# [What to produce]
In the records below, find each line holding the word "cannot" and copy it.

# [Provided records]
PR #3059, opened 2026-06-09
Reject fills the output dtype cannot represent exactly

### LINKED ISSUE #3054: rasterize: integer/boolean fill can silently corrupt output and nodata attrs
**Describe the bug**

`rasterize()` only rejects `fill=NaN` against integer output dtypes. Two related cases slip through and corrupt both the output and its nodata metadata:

- An integer fill that doesn't fit the output dtype is cast silently. `dtype=np.uint8, fill=-9999` writes an actual fill of 241, but the returned DataArray's `nodata`/`_FillValue`/`nodatavals` attrs still advertise -9999.
- Boolean dtypes aren't covered by the integer guard. `dtype=np.bool_, fill=np.nan` casts every unwritten pixel to `True`, and since the fill is NaN no nodata attrs get emitted at all.

In both cases the stored fill value disagrees with what was actually burned into the array. Downstream masking and GeoTIFF output key off these attrs, so unwritten pixels get treated as valid data.

**Where**

- The guard in `xrspatial/rasterize.py` rejects only NaN-for-integer.
- The final cast happens per backend (`out.astype(dtype)` in `_run_numpy`, plus the cupy/dask equivalents).
- The attrs block stores the original `fill`, not the cast value.

**Expected behavior**

Reject a fill that can't be represented exactly in the output dtype (integer overflow and boolean both included), or only store a fill in attrs after confirming it round-trips through the dtype. Boolean needs explicit handling.

**Reproduction**

```python
import numpy as np, geopandas as gpd

gdf = gpd.GeoDataFrame({'v': [1]}, geometry=[box(0, 0, 1, 1)])
r = rasterize(gdf, column='v', width=4, height=4, dtype=np.uint8, fill=-9999)
print(r.values.max(), r.attrs.get('nodata'))   # 241 burned, attrs say -9999
```

**Additional context**

Found during a metadata-propagation review of rasterize.py.

brendancol:
Closes #3054

`rasterize()` casts its float64 work buffer to the output dtype at the end of every backend, while the attrs block stores the original `fill` verbatim. The old guard only caught `fill=NaN` against integer dtypes, so two cases slipped through and left the burned array disagreeing with its `nodata`/`_FillValue`/`nodatavals` attrs:

- `dtype=np.uint8, fill=-9999` burned an actual fill of 241 but advertised -9999.
- `dtype=np.bool_, fill=np.nan` turned every unwritten pixel into `True` with no nodata attrs (since `np.issubdtype(np.bool_, np.integer)` is False, bool dodged the integer-only guard).

## Change

- Replace the NaN-only-integer guard with a round-trip representability test: for integer and boolean output dtypes, reject any fill that changes value when cast to the dtype and back. Float dtypes are left alone (NaN is representable, ordinary rounding is expected).
- Update the `fill` docstring to describe the broadened guard.
- Relax the #2504 regression match strings to the shared `"cannot be represented"` substring.

## Backend coverage

The guard runs before any host/device allocation, so it fires identically on numpy, cupy, dask+numpy, and dask+cupy. New tests parametrize the out-of-range-int and bool cases across all four (cupy/dask paths skip when unavailable).

## Test plan

- [x] New regression tests in `test_rasterize_fill_dtype_3054.py` pass
- [x] Existing #2504 guard tests still pass
- [x] `test_rasterize.py` full suite passes (249 passed, 2 skipped)

### DIFF
--- a/xrspatial/rasterize.py
+++ b/xrspatial/rasterize.py
@@ -3039,13 +3039,16 @@ def rasterize(
         length ``len(columns)`` as its ``props`` argument.
     fill : float, default np.nan
         Value for pixels not covered by any geometry.  When ``dtype``
-        resolves to an integer type (either via the ``dtype`` argument or
-        via ``like`` carrying an integer dtype), the default NaN fill is
-        rejected with ``ValueError`` because NaN has no integer
-        representation and the cast would silently land on a
-        platform-specific sentinel with no ``_FillValue`` attr to mark
-        it; pass an explicit integer sentinel (e.g. ``fill=0`` or
-        ``fill=-9999``) or use a floating dtype.
+        resolves to an integer or boolean type (either via the ``dtype``
+        argument or via ``like``), a fill the dtype cannot represent
+        exactly is rejected with ``ValueError``.  This covers NaN into an
+        integer dtype (which would land on a platform sentinel), an
+        out-of-range integer (``fill=-9999`` into ``uint8`` wraps to
+        241), and any non-False value into ``bool`` (which collapses to
+        ``True``).  Without the guard the burned array and its emitted
+        ``nodata`` / ``_FillValue`` attrs would disagree.  Pass a fill the
+        dtype can hold (e.g. ``fill=0`` or ``fill=-9999`` for integers,
+        ``fill=False`` for bool) or use a floating dtype.
     dtype : numpy dtype, optional
         Data type of the output array.  Defaults to np.float64, or
         to the dtype of ``like`` if provided.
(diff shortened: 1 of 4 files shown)


brendancol (commented):
## PR Review: Reject fills the output dtype cannot represent exactly

None.

- `xrspatial/rasterize.py:3378` — the round-trip cast originally caught only `(TypeError, ValueError)`. A fill wider than the platform C long (e.g. `fill=2**100`) lands in an object array whose `astype(<int>)` raises `OverflowError`, which would escape as a stray traceback instead of the guard's actionable message. Fixed during review by adding `OverflowError` to the caught set and a regression test (`test_huge_int_fill_raises_cleanly`).

None.

### What looks good
- The round-trip representability test is the right generalization. It subsumes the old NaN-into-integer case and extends cleanly to out-of-range integers and bool, without special-casing each.
- Bool is handled explicitly via the `final_dtype_np == np.bool_` branch, since `np.issubdtype(np.bool_, np.integer)` is False.
- Float dtypes are deliberately untouched, so NaN fills and ordinary float rounding still pass.
- The guard sits before backend dispatch in the single public entry point, so all four backends (numpy, cupy, dask+numpy, dask+cupy) hit it before any allocation. Tests parametrize each.
- The `RuntimeWarning` from the NaN-to-int probe cast is suppressed locally, matching the existing pattern in `_run_numpy`.
- The valid-fill round-trip tests confirm the nodata/_FillValue/nodatavals triplet stays consistent with the burned value.

### Checklist
- [x] Algorithm matches the stated contract (exact round-trip)
- [x] All four backends hit the guard before allocation
- [x] NaN handling correct (float NaN passes, int/bool NaN rejected)
- [x] Edge cases covered (out-of-range int, bool, huge int, valid round-trips)
- [x] No premature materialization (guard is a scalar check)
- [x] Docstrings present and updated for the broadened guard

PR #3060, opened 2026-06-09
Reject large integer burn values that float64 cannot hold exactly (#3056)

### LINKED ISSUE #3056: rasterize() loses precision on large integer burn values (float64 cast)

# [Your solution]
Reject fills the output dtype cannot represent exactly
- Relax the #2504 regression match strings to the shared `"cannot be represented"` substring.
+        argument or via ``like``), a fill the dtype cannot represent
## PR Review: Reject fills the output dtype cannot represent exactly
Reject large integer burn values that float64 cannot hold exactly (#3056)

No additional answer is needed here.